**EXERCISE**
Return only the number of lines in the records below where the string "caps" shows up.
══ WORKING DATA ══
PR #173, opened 2020-10-14
chore: tweak output & verbose messages

zroubalik:

Outputs of commands were quite incositent, trying to fix that.

### DIFF
--- a/client.go
+++ b/client.go
@@ -93,6 +93,9 @@ type Describer interface {
 
 type Description struct {
 	Name          string         `json:"name" yaml:"name"`
+	Image         string         `json:"image" yaml:"image"`
+	KService      string         `json:"kservice" yaml:"kservice"`
+	Namespace     string         `json:"namespace" yaml:"namespace"`
 	Routes        []string       `json:"routes" yaml:"routes"`
 	Subscriptions []Subscription `json:"subscriptions" yaml:"subscriptions"`
 }
@@ -363,7 +366,7 @@ func (c *Client) Initialize(cfg Function) (err error) {
 	// TODO: Create a status structure and return it for clients to use
 	// for output, such as from the CLI.
 	if c.verbose {
-		fmt.Printf("OK %v %v\n", f.Name, f.Root)
+		fmt.Println("Function project created")
 	}
 	return
 }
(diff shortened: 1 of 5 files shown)


client.go
```diff
@@ -414,11 +420,17 @@ func (c *Client) Deploy(path string) (err error) {
 	}
 
 	// Push the image for the named service to the configured registry
+	if c.verbose {
+		fmt.Println("\nPushing Function image to the registry:")
```
lance, line 424: Why the ":" at the end of this message (as well as below on 432)?

cmd/describe.go
```diff
@@ -109,25 +110,43 @@ func newDescribeConfig(args []string) describeConfig {
...
 func (d description) Human(w io.Writer) error {
-	fmt.Fprintln(w, d.Name)
+	fmt.Fprintln(w, "Function name:")
+	fmt.Fprintf(w, "  %v\n", d.Name)
+	fmt.Fprintln(w, "Function is built in image:")
+	fmt.Fprintf(w, "  %v\n", d.Image)
+	fmt.Fprintln(w, "Function is deployed as Knative Service:")
+	fmt.Fprintf(w, "  %v\n", d.KService)
+	fmt.Fprintln(w, "Function is deployed in namespace:")
+	fmt.Fprintf(w, "  %v\n", d.Namespace)
```
lance, line 120: Much nicer!

cmd/describe.go
```diff
@@ -109,25 +110,43 @@ func newDescribeConfig(args []string) describeConfig {
...
-	return d.Plain(w)
+	return nil
 }
 
 func (d description) Plain(w io.Writer) error {
 	fmt.Fprintf(w, "NAME %v\n", d.Name)
+	fmt.Fprintf(w, "IMAGE %v\n", d.Image)
+	fmt.Fprintf(w, "KNATIVE SERVICE %v\n", d.KService)
+	fmt.Fprintf(w, "NAMESPACE %v\n", d.Namespace)
+
```
lance, line 141: Why all caps here (and below)? I know it's what was there before, but why?

lance (commented):
A couple of minor comments/questions. Otherwise LGTM.

client.go
zroubalik: I can remove that, but the output of `docker push/build` follows these lines

lance: Oh that makes sense then

cmd/describe.go
lance: I think let's be consistent. Just a suggestion.

lance: Oh sorry that you had to wait 2 hours for a simple answer... Yes I meant remove all caps to be consistent with other output strings.

lance (approved):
═══
**RESPONSE TO THE TASK**
2